Before SPARKS and KERNER, Circuit Judges, and BRIGGLE, District Judge.

SPARKS, Circuit Judge.

In a suit upon an accident insurance policy the insurance company appeals from a $4,260.68 judgment*fn1 in insured's favor. The judgment is predicated upon a finding by the trial court of permanent and total disability of insured, resulting from an accident.

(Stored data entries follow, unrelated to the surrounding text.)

PR #222, opened 2020-09-14
Add Dell PowerConnect-8024

iguy0:
Dell PowerConnect-8024 and Delta Networks ET-DT7024. They share the same hardware.

### DIFF
--- a/device-types/Dell/PowerConnect_8024.yaml
+++ b/device-types/Dell/PowerConnect_8024.yaml
@@ -1,0 +1,63 @@
+manufacturer: Dell
+model: PowerConnect 8024
+slug: powerconnect_8024
+u_height: 1
+is_full_depth: false
+console-ports:
+  - name: Serial
+    type: db-9
+power-ports:
+  - name: Power
+    type: DPSN-300DB
+interfaces:
+  - name: Te1/0/1
+    type: 10GBase-SR
+  - name: Te1/0/2
+    type: 10GBase-SR
+  - name: Te1/0/3
+    type: 10GBase-SR
+  - name: Te1/0/4
+    type: 10GBase-SR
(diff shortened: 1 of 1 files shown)


device-types/Dell/PowerConnect_8024.yaml
```diff
@@ -0,0 +1,70 @@
...
+    type: 10gbase-tx
+  - name: Te1/0/22
+    type: 10gbase-tx
+  - name: Te1/0/23
+    type: 10gbase-tx
+  - name: Te1/0/24
+    type: 10gbase-tx
+  - name: Management
+    type: 100base-tx
+    mgmt_only: true
```
ryanmerolle, line 70: The validation test is failing because we do not have a "10gbase-tx" interface type defined.  I think you meant this to be "10gbase-t".  Fix the issue and I will merge this PR.

rfdrake: There are a couple of other possible issues with this template.  I have a PowerConnect 8024 so I thought I would try this.

I believe the SFPP and 10gbase-T ports are reversed.  My own switch has 20 10gbase-T ports and 4 sfpplus.
Also, it's nitpicky but the Management interface is 1000base-tx.

It's possible there are different PC8024 models.   This is what it shows in show version for mine:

The insurance company had issued the policy May 9, 1935, to James Morgan, "by occupation an Office Clerk - Office Duties Only." The policy provided for weekly payments of $20 for permanent and total disability arising from accident, in these terms:

"Or, if such injuries, directly and independently of all other causes, shall, within twenty days from the date of accident, wholly and continuously disable the Insured and prevent him from perfoming any and every duty pertaining to his occupation, the Company will pay weekly indemnity at the rate hereinbefore specified for the period of such continuous total disability, but not exceeding fifty-two consecutive weeks. After the payment of weekly indemnity for fifty-two weeks as aforesaid the Company will continue the payment of weekly indemnity of the same amount thereafter so long as the Insured shall be wholly and continuously disabled by such bodily injuries from engaging in any occupation or employment for wage or profit."

Two issues are presented:

(1) Has insured been continuously, and permanently and totally disabled by virtue of an accident in the course of his duties as office clerk? The question of continuity turns upon insured's return to the Company office intermittently for short periods of time from December 28, 1942 to August 1, 1943.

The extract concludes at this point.